Let’s out some crap that our husbands do that drive us crazy. (Love you babe!) But by crap I mean stuff that’s pretty lame and not really worth complaining about but makes us nuts all the same. I can do this because Mike knows, I don’t pull any punches or use a poker face. he knows… and he reads this so I am really putting my butt on the line. In his defence, he tries to correct his little habits but he has a hard time remembering, and I am SUPER picky, so there’s that. In fact, I see a lot of this face…
1. He trims his sideburns over my sink (where the outlet is) and NEVAH rinses the hair.
2. When his soap dispenser runs out, he drains mine but not without getting soap all over the container. He could just refill his own, or you know, wait me out and I will do it.
3. Globs of toothpaste, in the sink and massive buildup on the tube itself.
4. He is a great doggy owner, brushes Bruno’s teeth every other night. There are white splatters all over my kitchen (cabinets, stove, dishwasher) from the doggy toothpaste.
5 He dirties THREE outfits per day! (you know who does the laundry)
6. He will wash pots by hand, lay out a towel and put them there to dry,, for all of eternity! I always end up putting them away. Always.
Okay so they are all very small and not a big deal, but who doesn’t love to get it out a little?
It’s a crummy day today, chilly and raining. But this crummy is a sign of improvement. Its not 20 or snowing! Spring, she is on her way. My bulbs have all popped up in the past week giving me great hope that a change is coming soon. Until then, I can do the rain. I am from Washington so that makes me half duck. When it rains my dad always says, nice day if your a duck. Okay then.
I know that I am not the only one who freaks out every time the Air Book commercial comes on right? I tell Mike every night. “Dude, I SO want that, LOOK it fits in an interoffice mailer!” I love it. He replies, squashing my hope, “So, this delusion also includes our house being wireless.” - “Um, Yeah! If I had it Nate and I would hang out in bed all day.” Then I shut up, realizing that I have just lost my own imaginary battle.
I so want these shorts for the chunker’oo. But do you order something that is $7 and pay $5 for shipping? I will look at the store instead, shipping is a racket, plus we have an Old Navy about 2 miles away. One more reason to look forward to summer, having those chubby legs and feet out for me to kiss all day.
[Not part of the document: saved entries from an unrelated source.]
PR #2173, opened 2019-09-29
xbutil validate hangs during stress test

maxzhen:
xbutil validate may hang due to that read from stderr of child process is stuck.

### DIFF
--- a/src/runtime_src/core/pcie/tools/xbutil/xbutil.cpp
+++ b/src/runtime_src/core/pcie/tools/xbutil/xbutil.cpp
@@ -918,9 +918,13 @@ void testCaseProgressReporter(bool *quit)
     }
 }
 
-inline const char* value_or_empty(const char* value) { return value ? value : "" ; }
+inline const char* value_or_empty(const char* value)
+{
+    return value ? value : "";
+}
 
-static void set_shell_path_env(const std::string& var_name, const std::string& trailing_path, int overwrite)
+static void set_shell_path_env(const std::string& var_name,
+    const std::string& trailing_path, int overwrite)
 {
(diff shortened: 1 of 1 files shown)


src/runtime_src/core/pcie/tools/xbutil/xbutil.cpp
```diff
@@ -950,33 +954,35 @@ int runShellCmd(const std::string& cmd, std::string& output)
...
         }
     }
-
-    //Read stderr
-    if (output.find("PASS") == std::string::npos) {
-        char buffer[256];
-        int count = read(stderr_fds[0], buffer, sizeof(buffer)-1);
-        buffer[count] = 0;
-        std::cout << buffer << std::endl;
+    while (ret == 0 && stderr_child && !feof(stderr_child.get())) {
```
AShivangi: We need to explicitly check if the test passed or not. Even if the test passes, I get something like "pci id for fd x: 10ee:5005, driver (null)" in my stderr. This is what we are trying to avoid with the fds. I believe we need to check that with "output.find("PASS") == std::string::npos"

maxzhen: The idea is that runShellCmd() will just run the cmd and collect and return output from both stdout and stderr back to caller. It is the caller who should decide if test has passed or not based on the content of the output. If caller decides that the test has passed, it will not show the output anyway. In this case, whatever is in stderr (now is part of combined output returned from runShellCmd()) does not matter. I tested xbutil validate on my system. When everything works, I don't see anything unexpected printed out...

AShivangi: Hmm. I see... I think this should be fine then :)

I have chosen a color for the door but am not telling. I will show you when its finished. I also have some landscape plans now. I can’t wait to have a nice looking yard with COLOR! It will be a process that could take all summer but it should be fun. I’m going to break it up and do one bed at a time so it’s not too overwhelming.
So what are you guys doing once the weather changes? Or, am I the only one who is waiting on pins and needles.
Man, you guys did well! I had to put some serious though into a few of these (I’m talking to you Sarah!). Thanks for playing! Fell free to ask more if any of these spark a new one. This is pretty fun.
1. Marlee asks- How did we choose Nathan’s name. This may seem sooo lame but here is the story. There was a show on several years ago called “The Days.” It was about a family and there was a little boy, about 8, named Nathan. I immediately liked the name but as the season went on I started to fall in love with his character. He was a smart, quite, well behaved boy who was a little dorky. Everything I expect our kids to be, heavy on the dorky. I remember telling Mike that I really loved the name, he did too. We never looked back even though it was a good 3 or 4 years ago. Riley is my maternal Grandmothers maiden name. Mike’s family is big on using family names. I had to decide if I should do it or not. My Dads family is Jewish, in the culture you do not name a child after a living family member, plus, we were keeping the name a surprise and I wasn’t sure if I needed to ask her permission. Obviously, we went with it. It could be worse, I have a sister who was named after Stacy on TJ Hooker. hahah- really. Betcha didn’t think I’d remember that, did you Dad?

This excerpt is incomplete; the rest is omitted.